25894
Gender Differences in CSBS Scores

Saturday, May 13, 2017: 12:00 PM-1:40 PM
Golden Gate Ballroom (Marriott Marquis Hotel)
S. James1, E. C. Bacon2, C. J. Smith3 and K. Pierce4, (1)Southwest Autism Research & Resource Center, Phoenix, AZ, (2)University of California San Diego, La Jolla, CA, (3)Southwest Autism Research and Resource Center, Phoenix, AZ, (4)University of California, San Diego, San Diego, CA
Background:  The prevalence of autism is reported to be higher among males than females, although the exact mechanism underlying this gender difference is unknown. Evidence suggests that phenotypic gender differences may account for some of this male bias in prevalence (Gould & Ashton-Smith, 2011). Specifically, differences in the manifestation of symptoms (e.g. females exhibiting fewer stereotypies) may result in females being underdiagnosed (Werling & Geschwind, 2013). The implications of gender differences in phenotypic presentation are diverse, starting with a need to re-examine, and potentially amend screening and diagnostic tools.

Objectives:  This study’s objective was to assess if gender differences exist in screening and diagnostic methods for autism. Specifically, we examined if Communication and Symbolic Behavior Scales Developmental Profile Infant-Toddler Checklist (CSBS) scores varied between male and female toddlers. The CSBS is a broadband screening tool used to detect various disorders, including autism (Wetherby et al., 2008). The CSBS comprises three composite scores (social, speech, and symbolic) and a total score.
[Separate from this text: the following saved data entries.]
PR #229, opened 2020-12-03
chore(amplify_datastore): conditionally add API plugin if api configuration exists

Amplifiyer:
*Description of changes:*
This is intended as a workaround until we have a GraphQL API category in flutter which would be added by the flutter users. This whole thing will go away before GA.

### DIFF
--- a/packages/amplify_core/ios/Classes/SwiftCore.swift
+++ b/packages/amplify_core/ios/Classes/SwiftCore.swift
@@ -33,27 +33,26 @@ public class SwiftCore: NSObject, FlutterPlugin {
   public func handle(_ call: FlutterMethodCall, result: @escaping FlutterResult) {
     switch call.method {
       case "configure":
-        do {
-          let arguments = call.arguments as! Dictionary<String, AnyObject>
-          let version = arguments["version"] as! String
-          let configuration = arguments["configuration"] as! String
-          let amplifyConfiguration = try JSONDecoder().decode(AmplifyConfiguration.self, from: configuration.data(using: .utf8)!)
-          onConfigure(result: result, version: version, amplifyConfiguration: amplifyConfiguration)
-            
-        } catch {
-            print("Failed to configure Amplify \(error)")
-            result(FlutterError(code: "AmplifyException",
-                                message: "Failed to Configure Amplify",
-                                details: error.localizedDescription));
-        }
+        let arguments = call.arguments as! Dictionary<String, AnyObject>
+        let version = arguments["version"] as! String
+        let configuration = arguments["configuration"] as! String
+        onConfigure(result: result, version: version, configuration: configuration)
       default:
         result(FlutterMethodNotImplemented)
     }
   }
 
-    private func onConfigure(result: FlutterResult, version: String, amplifyConfiguration: AmplifyConfiguration) {
-      if (!isConfigured) {
+    private func onConfigure(result: FlutterResult, version: String, configuration: String) {
+      if(!isConfigured) {
         do {
+          if let data = configuration.data(using: .utf8) {
+            let configurationDictionary = try JSONSerialization.jsonObject(with: data) as? [String: Any]
+            if(configurationDictionary?["api"] != nil) {
+                // api configuration exists. Let's add the plugin
+                try Amplify.add(plugin: AWSAPIPlugin())
+            }
+          }
+          let amplifyConfiguration = try JSONDecoder().decode(AmplifyConfiguration.self, from: configuration.data(using: .utf8)!)
           AmplifyAWSServiceConfiguration.addUserAgentPlatform(.flutter, version: version)
           try Amplify.configure(amplifyConfiguration)
           isConfigured = true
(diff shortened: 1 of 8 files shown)


jamesonwilliams (commented):
When there is a Flutter GraphQL category, you'll just rely on that being added from Dart, right?

The current workaround is only since there isn't a GraphQL category in Dart, right?

packages/amplify_core/ios/Classes/SwiftCore.swift
```diff
@@ -33,27 +33,26 @@ public class SwiftCore: NSObject, FlutterPlugin {
...
-        } catch {
-            print("Failed to configure Amplify \(error)")
-            result(FlutterError(code: "AmplifyException",
-                                message: "Failed to Configure Amplify",
-                                details: error.localizedDescription));
-        }
+        let arguments = call.arguments as! Dictionary<String, AnyObject>
+        let version = arguments["version"] as! String
+        let configuration = arguments["configuration"] as! String
+        onConfigure(result: result, version: version, configuration: configuration)
```
haverchuck, line 39: +1

Amplifiyer:
> When there is a Flutter GraphQL category, you'll just rely on that being added from Dart, right?
> 
> The current workaround is only since there isn't a GraphQL category in Dart, right?

That is correct, I've added some clarification in the description.

haverchuck (approved):

packages/amplify_core/ios/Classes/SwiftCore.swift
```diff
@@ -33,27 +33,26 @@ public class SwiftCore: NSObject, FlutterPlugin {
...
+      if(!isConfigured) {
         do {
+          if let data = configuration.data(using: .utf8) {
+            let configurationDictionary = try JSONSerialization.jsonObject(with: data) as? [String: Any]
+            if(configurationDictionary?["api"] != nil) {
+                // api configuration exists. Let's add the plugin
+                try Amplify.add(plugin: AWSAPIPlugin())
+            }
+          }
+          let amplifyConfiguration = try JSONDecoder().decode(AmplifyConfiguration.self, from: configuration.data(using: .utf8)!)
```
Ashish-Nanda, line 55: You can reuse the variable `data` above.

packages/amplify_datastore/ios/amplify_datastore.podspec
```diff
@@ -17,7 +17,6 @@ The DataStore module for Amplify Flutter.
   s.dependency 'Flutter'
   s.dependency 'Amplify'
   s.dependency 'AmplifyPlugins/AWSDataStorePlugin'
-  s.dependency 'AmplifyPlugins/AWSAPIPlugin'
   s.platform = :ios, '13.0'
```
Ashish-Nanda, line 20: Not related to this change, but our platform versions are different in `core` and `datastore`. We should align them.

Ashish-Nanda (approved):
Minor comments, but looks good.

I would suggest adding tests for this case, but I think this will be removed before GA when we have the API plugin?

packages/amplify_datastore/ios/amplify_datastore.podspec
Amplifiyer: No, this is by design. Customers not using DataStore have no reason to have a min iOS 13 version.

fjnoyp (approved):
Looks good

packages/amplify_datastore/ios/amplify_datastore.podspec
Ashish-Nanda: Ah ok, I didn't realize it was intentional.

Amplifiyer:
> Minor comments, but looks good.
> 
> I would suggest adding tests for this case, but I think this will be removed before GA when we have the API plugin?

Yes, as mentioned in the description of this PR.

packages/amplify_core/ios/Classes/SwiftCore.swift
```diff
@@ -33,27 +33,26 @@ public class SwiftCore: NSObject, FlutterPlugin {
...
-          let amplifyConfiguration = try JSONDecoder().decode(AmplifyConfiguration.self, from: configuration.data(using: .utf8)!)
-          onConfigure(result: result, version: version, amplifyConfiguration: amplifyConfiguration)
-            
-        } catch {
-            print("Failed to configure Amplify \(error)")
-            result(FlutterError(code: "AmplifyException",
-                                message: "Failed to Configure Amplify",
-                                details: error.localizedDescription));
-        }
+        let arguments = call.arguments as! Dictionary<String, AnyObject>
```
royjit, line 36: nit: These values never fail? ie call.arguments always contains Dictionary? I am concerned with the force casting. 
If this is intended, I guess adding some comments would make it clear.

royjit (approved):
LGTM: Added minor comment

packages/amplify_core/ios/Classes/SwiftCore.swift
Amplifiyer: yeah we need to put guards here. This is an earlier category that we didn't add much error handling. We will be addressing this in future PRs.

PR #247, opened 2020-12-10
Enable code coverage for all platforms

Amplifiyer:


.codecov.yml
```diff
@@ -0,0 +1,21 @@
+codecov:
+  notify:
+    after_n_builds: 1
+
+coverage:
+  status:
+    project:
+      default:
+        target: 70%
+        if_not_found: success
```
haverchuck, line 10: What exactly is 'if_not_found' doing?

melos.yaml
```diff
@@ -26,6 +26,12 @@ scripts:
   test:unit:ios: >
     ./.circleci/test_all_plugins.sh ios-test && exit 0
 
+  coverage:ios: >
+    ./build-support/codecov.sh -F ios-unit-tests
+
+  coverage:flutter: >
+    ./build-support/codecov.sh -F flutter-unit-tests
+
```
haverchuck, line 34: Why not android?

haverchuck (commented):
See 2 inline comments.

melos.yaml
Amplifiyer: This PR is still in progress, was supposed to be only for iOS, but then I got greedy and started adding other 🤷

.codecov.yml
Amplifiyer: This is taken from the [JS repo](https://github.com/aws-amplify/amplify-js/blob/4b5841984727794217295adb37f2f9f7fddb509e/codecov.yml#L12) 

https://docs.codecov.io/docs/commit-status#if_not_found

> success
: the status will pass if there is no report for the head. Use this on commits / PRs where you won't be uploading coverage but still want codecov status checks to pass. 

I guess it makes sense to start with this?

jamesonwilliams (approved):
Looks good!

Did you intend to pin the Android library in this change?

Most trivial of nitpicks, but `android` would be better written as `Android` throughout the comments.

Amplifiyer:
> Did you intend to pin the Android library in this change?

Yeah, we were using some not so public APIs in our unit tests which [got changed](https://github.com/aws-amplify/amplify-android/compare/release_v1.6.6...release_v1.6.7#diff-5404f4b479adeba20bc093eed11a3116b45789dd8b7bf12e0dff095f28df5873L72-R75) in android library and broke the unit tests. Since this change will be released close to GA, decided to pin the versions.

> Most trivial of nitpicks, but `android` would be better written as `Android` throughout the comments.

Changed android to Android in the comment.

melos.yaml
```diff
@@ -26,6 +26,15 @@ scripts:
...
 
+  upload:coverage:ios: >
+    ./build-support/codecov.sh -F ios-unit-tests
+
+  upload:coverage:flutter: >
+    ./build-support/codecov.sh -F flutter-unit-tests
+
+  upload:coverage:android: >
+    ./build-support/codecov.sh -F android-unit-tests
+
```
haverchuck, line 37: +1

haverchuck (approved):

Methods:  Data were collected as part of a larger study, in collaboration with UCSD, that is testing a model called Get S.E.T. Early (S=Screen, E=Evaluate, T=Treat), designed to detect, evaluate, and treat autism within the first 2 years of life. Children from the general Phoenix and San Diego population are screened using the CSBS at 12-, 18-, and 24-month well-baby checkups. Children who fail the CSBS are referred for free developmental evaluations. Analyses for this study focused on two groups of children from the Phoenix cohort: (1) 7504 toddlers (3874 females and 3630 males) who passed all sections of the CSBS, and (2) 324 toddlers (82 females and 242 males) who failed at least one section of the CSBS and who received a developmental evaluation. Mean scores for males and females were compared using Bonferroni-corrected Mann-Whitney U tests.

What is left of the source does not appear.